The young mate, a white boy, stayed at the bow and peered ahead for uncharted obstacles in this shallow water, while the Captain, also a youthful white, one from the famous Wilson family, responded to his signals with unexpected and excruciating shifts in their course. Mr. Cheung was the only seasick passenger. Other members of the Twicetown Society for Science — lumpy Maxwell, Park-Smith, Bobby Calvino, who would be dangerous without his wife and was already drunk — had been having a good time, and now looked bored. They’d been nearly three hours on the water, and the overcast heavens were getting even darker as night approached.

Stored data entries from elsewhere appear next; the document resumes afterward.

PR #1018, opened 2026-08-19
m68k-amiga: cd.device fixes to make CD32 discs bootable

LinuxJedi:
While working on CD32 support in the Copperline emulator I found that the AROS ROM can no longer boot CD32 discs, and traced it to a chain of problems in cd.device. This series fixes them.

The headline bug is a one-liner: 34d67c894690 switched the m68k ROM's CD filesystem from the cdfs handler to CDVDFS back in 2019, but cd.device still registers its boot node with DosType 'CDFS'. CDVDFS registers itself as 'CDVD', and CliInit only falls back to handler-name matching when the DosType is zero, so CD0: has been unmountable ever since.

Behind that were a few driver bugs in the Akiko command path:

* CD32_Cmd enables RXDMA/TXDMA before clearing the previous command's latched completion bits, so the stale latches fire the interrupt handler immediately, which disables the enables again and steals the completion signal. The retry loop also never re-enables RXDMA after consuming an unsolicited response (media change, SUBQ), which can park the unit task in an untimed Wait() forever.
* The initial media/TOC probe runs from InitCode(RTF_COLDSTART) at residentpri 5, so any drive misbehaviour wedges the boot task on the boot splash with no diagnostic. The series moves it onto the unit task via a new optional uo_Init hook.
* Neither drive wait had a timeout.
* The published DosEnvec carried stack garbage in de_Mask and de_Baud (the copy was off by one, de_TableSize being the highest valid index rather than a count), and the hand-built timer reply port never had its message list initialised even though ReplyMsg() enqueues on it.

With the series applied a CD32 disc mounts through CDVDFS and boots - real CD32 discs have no boot block, just an ISO9660 volume with an S/Startup-Sequence, so nothing in dosboot needed to change. Verified under Copperline against Pinball Fantasies, which now loads from CD and runs. Where this driver and the CD32 Kickstart cd.device disagreed about the wire protocol I checked both against the Kickstart ROM's parsing (for example the media-status byte: KS masks it with 3, this driver compares the whole byte against 0x83 - the real drive sends 0x83, and the emulator now does too). This is all under emulation, so a test on real hardware would be very welcome.

Two things I noticed nearby but did not touch, in case anyone wants them: the m68k level-2 wrapper acks INTF_PORTS whether or not any server claimed it (Amiga_Level_6 similarly handles INTF_EXTER|INTF_INTEN but only ever acks INTF_EXTER), and once discs mount, Pinball Fantasies gets as far as opening its screen and then loops on AmigaVideoBM__Root__New failing to instantiate a 640x256 depth-2 bitmap, which looks like a separate amigavideo issue.

### DIFF
--- a/arch/m68k-amiga/devs/cd/cd.c
+++ b/arch/m68k-amiga/devs/cd/cd.c
@@ -37,6 +37,14 @@ static VOID cdTask(IPTR base, IPTR unit)
     struct IOStdReq *io;
 
     D(bug("%s.%d Task, Port %p\n", cu->cu_UnitOps->uo_Name, cu->cu_Unit, cu->cu_MsgPort));
+
+    /* Blocking drive probes belong here, not in resident init: a
+     * misbehaving drive must cost a failed mount, not a wedged boot
+     * task. I/O queued by early openers is served after this returns.
+     */
+    if (cu->cu_UnitOps->uo_Init)
+        cu->cu_UnitOps->uo_Init(cu->cu_Private);
+
     do {
         WaitPort(cu->cu_MsgPort);
         io = (struct IOStdReq *)GetMsg(cu->cu_MsgPort);
--- a/arch/m68k-amiga/devs/cd/cd.c
+++ b/arch/m68k-amiga/devs/cd/cd.c
@@ -164,7 +164,10 @@ static int cd_Init(LIBBASETYPE *cb)
     NEWLIST(&cb->cb_Units);
     InitSemaphore(&cb->cb_UnitsLock);
 
-    /* Hand-hacked port for timer responses */
+    /* Hand-hacked port for timer responses. ReplyMsg() enqueues on
+     * mp_MsgList before signalling, so it must be a valid empty list.
+     */
+    NEWLIST(&cb->cb_TimerPort.mp_MsgList);
     cb->cb_TimerPort.mp_SigBit = SIGB_SINGLE;
     cb->cb_TimerPort.mp_Flags = PA_SIGNAL;
     cb->cb_TimerPort.mp_SigTask = FindTask(NULL);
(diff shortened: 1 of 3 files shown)


Kalamatee (approved):

LinuxJedi:
Picked up the Copilot findings in d9f7a465: the interrupt server now reports itself as handler when it acted on TXDMA or PBX status (exec's m68k IntServer discards the result, but no reason not to keep the contract honest), and CD32_CmdRead disables the PBX interrupt on its way out so a late sector cannot signal the unit task under some later Wait().

The shared timer request I left alone: it is not actually racy, since every user - the command timeouts and cdDelayMS() in the TOC loop - runs on the one unit task, which owns all drive I/O. That invariant is now documented next to the request so whoever adds a second backend with its own unit task knows to give it a per-unit request.

Kalamatee:
Looks good to me. My only thoughts are regarding -:
image
..and if this could be detected at runtime (e.g. in the module init?) instead of using hard coded values?

Either way im happy to merge this

LinuxJedi:
>  ..and if this could be detected at runtime (e.g. in the module init?) instead of using hard coded values?

Looking into it now to see what I can do.

LinuxJedi:
Good idea - done in e3eb2b54. The DosType now comes from FileSystem.resource at runtime, preferring 'CDVD' and falling back to the old cdfs handler's 'CDFS', so the boot node follows whatever CD filesystem the ROM actually carries.

One subtlety worth noting: the scan cannot run at resident init, because the filesystem modules register at lower residentpri than cd.device inits. The boot node registration therefore moved onto the unit task, placed before the disc probe - dosboot turned out to be unhappy about DOS-booting a node that first appears once it is already sitting at the media-wait screen. Re-verified the CD boot end to end under emulation, both with a disc at power-on and with an empty tray.

Kalamatee (approved):

PR #1022, opened 2026-08-19
m68k-amiga: survive a chip-RAM-starved boot console

LinuxJedi:
Follow-up to #1018. With CD32 discs booting, the next thing a commercial title hits is this, looping forever at packet rate:

```
[AmigaVideo:Bitmap] AmigaVideoBM__Root__New: superclass failed to instantiate a suitable bitmap...!!
```

Decoding the tags shows it is not the game's screen at all: 640x256 depth-2 PAL:HighRes with no friend bitmap is the Workbench screen (NominalDimensions hardcodes depth 2), dragged in lazily by the boot CON: window. The game has filled the 2 MB of a stock CD32 by then, so the screen's two contiguous 20 KB chip plane allocations can never succeed - and MakeSureWinIsOpen re-attempted the entire screen open on every ACTION_READ/WRITE/WAIT_CHAR, forever. Making it worse, every one of the eight distinct failure exits in the bitmap class chain produces that identical log line, so the cause was invisible in the field.

Three small commits:

* The planar bitmap class logs (in debug builds) which plane allocation failed, how big it was, and with what MEMF flags - it previously had no failure logging at all.
* The amigavideo failure message, which is already unconditional, now prints AvailMem(MEMF_CHIP) and the largest contiguous chunk beside it. From the failing machine: `chip free 41576, largest 21608` - a one-line diagnosis when the screen needs two contiguous 20 KB planes.
* A boot console that cannot get its window latches the failure and degrades to a sink: writes are swallowed, reads return end-of-file, WaitForChar never sees a character. Programs that only write status text keep running and the machine stops thrashing. Non-boot consoles keep the old per-request behaviour.

Verified under emulation on the CD32 profile: a chip-only machine booting Pinball Fantasies now makes exactly two window attempts (one per console handle) and stops, with the memory line telling the story; with 8 MB of fast RAM the same disc boots through to the game running attract mode; the no-media boot screen path is unchanged.

### DIFF
--- a/arch/m68k-amiga/hidd/amigavideo/amigavideo_bitmapclass.c
+++ b/arch/m68k-amiga/hidd/amigavideo/amigavideo_bitmapclass.c
@@ -11,6 +11,7 @@
 #include <stdio.h>
 #include <string.h>
 
+#include <proto/exec.h>
 #include <proto/oop.h>
 #include <proto/utility.h>
 #include <exec/alerts.h>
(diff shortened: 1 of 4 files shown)


Kalamatee (approved):

LinuxJedi:
Good catch from the review, picked up in 89a6f60e: MakeConWindow's console.device failure path closed the window it had just opened but left fh->window pointing at it, so the next request would treat the freed window as open - handing console I/O a dangling pointer and, with the new latch, bypassing it entirely for that failure shape. The pointer now clears with the close. That bug predates this series; the latch just gave it a second way to hurt. Re-ran the same matrix under emulation: fast-RAM CD boot to the running game, chip-only bounded at two attempts, no-media boot screen unchanged.

PR #1028, opened 2026-08-19
exec: Fix mismatched list lock and Permit in OpenLibrary/OpenDevice

metaneutrons:
Use EXEC_UNLOCK_LIST_AND_PERMIT instead of EXEC_UNLOCK_LIST to properly decrement the Forbid counter initiated by EXEC_LOCK_LIST_READ_AND_FORBID. Without this, tasks were left in an unintended Forbid state, leading to multitasking stalls and potential deadlocks on SMP systems.

### DIFF
--- a/rom/exec/opendevice.c
+++ b/rom/exec/opendevice.c
@@ -97,7 +97,7 @@
 
     iORequest->io_Device = (struct Device *)FindName(&SysBase->DeviceList, devName);
 
-    EXEC_UNLOCK_LIST(&SysBase->DeviceList);
+    EXEC_UNLOCK_LIST_AND_PERMIT(&SysBase->DeviceList);
 
     D(bug("[OpenDevice] Found resident 0x%p\n", iORequest->io_Device));
 
--- a/rom/exec/openlibrary.c
+++ b/rom/exec/openlibrary.c
@@ -67,7 +67,7 @@
     /* Look for the library in our list */
     library = (struct Library *) FindName (&SysBase->LibList, libName);
 
-    EXEC_UNLOCK_LIST(&SysBase->LibList);
+    EXEC_UNLOCK_LIST_AND_PERMIT(&SysBase->LibList);
 
     /* Something found ? */
     if(library!=NULL)


Kalamatee:
Thanks for looking at this - Forbid-count mismatches are nasty to track down, and worth checking. I don't think there's a mismatch here, though, and I think this change would introduce one.

OpenLibrary() and OpenDevice() are balanced already; the pairing is just split across the function rather than contained in one macro:

```
EXEC_LOCK_LIST_READ_AND_FORBID(&SysBase->LibList);   /* Forbid() + spinlock */
library = FindName(&SysBase->LibList, libName);
EXEC_UNLOCK_LIST(&SysBase->LibList);                 /* spinlock only       */
    ... call the library's Open vector ...
Permit();                                            /* balances the Forbid */

```
This holds in both configurations:

- SMP - EXEC_LOCK_LIST_READ_AND_FORBID calls ObtainSystemLock(list, SPINLOCK_MODE_READ, LOCKF_FORBID), which does Forbid() and then takes the spinlock. EXEC_UNLOCK_LIST calls ReleaseSystemLock(list, 0), and with flags == 0 the release path skips its if (flags & LOCKF_FORBID) Permit();, so only the spinlock is dropped and the Forbid is retained.
- non-SMP - the macros reduce to Forbid() and a no-op respectively (rom/exec/exec_locks.h).

Either way there is exactly one outstanding Forbid(), and the explicit Permit() at the end of the function closes it. There are also no early return/goto paths between the lock and that Permit() in either function, so there's no leak on an error path.

With the patch applied, the unlock becomes EXEC_UNLOCK_LIST_AND_PERMIT but the trailing Permit() stays, which gives two Permit()s for one Forbid() on every OpenLibrary()/OpenDevice() call and underflows TDNestCnt.

The second effect is more subtle: the Forbid deliberately spans the Open vector call, not just the list search. Releasing it right after FindName() leaves a window in which another task can expunge or remove the library/device before we call through library / iORequest->io_Device - reachable on SMP in particular.

Issue #141, opened 2023-11-29
Separate permissions in quotas


davidchisnall:
It would be nice to have allocation capabilities that allow claiming but not allocation.  This provides some defence in depth against compromised compartments.  Once #140 is created, we should also separate allocation and deallocation rights so that you can hand out a sub-quota that allows allocation but not deallocation, or one that allows cleanup and returning memory to the original quota, but not allocation.

PR #617, opened 2025-10-30
Allocator: Fine-grained allocator capability permissions

tolbooth:
We add permissions to allocator capabilities, building on top of @davidchisnall's work adding user permissions to sealed objects.

An allocator capability can now have its permission to be used in allocation/claiming and freeing/releasing claims restricted independently, addressing #141.

Since the user permissions work gives us 3 bits to work with, I had floated the idea of using our third bit to describe the ability of an allocator capability to be used to make _sealed_ allocations. The thought here is that since sealed allocations cannot be freed via `heap_free_all`, it makes sense to draw a line between trusting a compartment to allocate with your quota and trusting it to ensure its own cleanup. I'm opening this up for discussion, but should be a very quick addition if we decide that's the right approach.

EDIT: We've decide for now to keep this last bit free. This may come in handy in dealing with some issues when it comes to implementing sub-quotas.

### DIFF
--- a/tests/allocator-test.cc
+++ b/tests/allocator-test.cc
@@ -5,6 +5,7 @@
 #define TEST_NAME "Allocator"
 
 #include "tests.hh"
+#include <allocator.h>
 #include <cheri.hh>
 #include <cheriot-atomic.hh>
 #include <cstdlib>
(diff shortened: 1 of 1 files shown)


davidchisnall:
A permission for sealed allocations is an interesting proposition, but I think most use cases for allowing someone else to allocate from your quota include sealed allocations.  I'd be somewhat more inclined to keep that permission for future use.

sdk/core/allocator/main.cc
```diff
@@ -387,18 +387,25 @@ namespace
...
+	 * Unseal an allocator capability and return it.
+	 *
+	 * Returns a pair, with `nullptr` as the first element if this is not a
+	 * heap capability.
+	 *
+	 * The permission bits from the sealed capability are extracted and returned
+	 * in the second element of the pair.
 	 */
-	PrivateAllocatorCapabilityState *
+	std::pair<PrivateAllocatorCapabilityState *, uint8_t>
```
davidchisnall: Minor nit, but making this a `uint8_t` will generate some explicit masking instructions, whereas making it an `int` will likely result in very slightly smaller code.

sdk/core/allocator/main.cc
```diff
@@ -823,13 +830,18 @@ namespace
...
 	{
-		auto *capability = malloc_capability_unseal(heapCapability);
+		auto [capability, quotaPermissions] =
+		  malloc_capability_unseal(heapCapability);
 		if (capability == nullptr)
 		{
 			Debug::log<DebugLevel::Warning>("Invalid heap capability {}",
 			                                heapCapability);
 			return -EPERM;
 		}
```
davidchisnall: Is this check necessary?  I believe all of the code paths that fail to unseal in `malloc_capability_unseal` will return 0 for permissions so the following check will fail.

It might be cleaner for `malloc_capability_unseal` to take the required permissions and return either null or an unsealed capability that has the required permissions, rather than a pair.

PR #618, opened 2025-10-31
Use user permissions on message queues.

davidchisnall:
This deprecates the old APIs for restricted endpoints, which added an indirection layer.  Now, sealed queue endpoint handles are capabilities with permissions for send, receive, and deallocated.

### DIFF
--- a/sdk/include/queue.h
+++ b/sdk/include/queue.h
@@ -24,11 +24,11 @@
 
 #include "cdefs.h"
 #include <multiwaiter.h>
-#include <stdatomic.h>
 #include <stddef.h>
 #include <stdint.h>
 #include <stdlib.h>
 #include <timeout.h>
+#include <token.h>
 
 /**
  * Structure representing a queue.  This structure represents the queue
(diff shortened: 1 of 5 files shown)


sdk/include/queue.h
```diff
@@ -207,11 +237,11 @@ int __cheri_compartment("message_queue")
...
- * Destroy a queue handle.  If this is called on a restricted endpoint
- * (returned either from `queue_receive_handle_create_sealed` or from
- * `queue_send_handle_create_sealed`), this frees only the handle.  If called
- * with the queue handle returned from `queue_create_sealed`, this will destroy
- * the queue.
+ * Destroy a queue.  This requires a handle with `MessageQueuePermitDestroy`
+ * permission.
+ *
+ * Returns 0 on success, `-EINVAL` if `queueHandle` is not a valid queue handle
+ * or lacks the relevant permissions.
```
rmn30, line 244: Why not `-EPERM` if lacking permissions?

rmn30: OK, having looked at the implementation I can understand why, but it is a bit odd.

rmn30 (approved):
I think this is fine. My only observation is that the specific error number returned by various functions is a bit unintuitive: often `-EINVAL` instead of `-EPERM`. I think this is because of the way `unseal` is implemented. It's not a new thing caused by this PR but perhaps we could think about fixing it,.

Below Key Marathon, Captain Wilson took the Catch through a channel and came at the largest town on the Keys from the Ocean side. The water was calmer here today. Mr. Cheung felt his nausea dissipating even before they docked behind the local slaughterhouse. The slaughterhouse had once been a hotel. The stripped, headless carcasses of several dogs and goats were hung from poles laid across the width of the swimming pool. A small man, apparently the only one working at this hour, tightroped across the poles with a bucket, casting spicy salt over the meat. As Park-Smith helped the Orchestra Manager along the pier and toward the streets, Mr. Cheung saw, through the glassless window behind the swimming pool, a dead goat laid out on the bar in the cocktail lounge. “Hold shut your nose, Tony,” Park-Smith warned him, but Mr. Cheung had already stopped breathing. The stink of the slaughterhouse kept everybody away. The buildings on this street housed only drifts of sand and the barnacled supplies of fishing boats.
By the time the four Society members had walked through several shanty collections, where families sat outside their doorways eating suppers of fish and rice and worrying about the weather, and then through a flat neighborhood where old houses had been torn apart and stacked into lumber, Mr. Cheung was completely revived.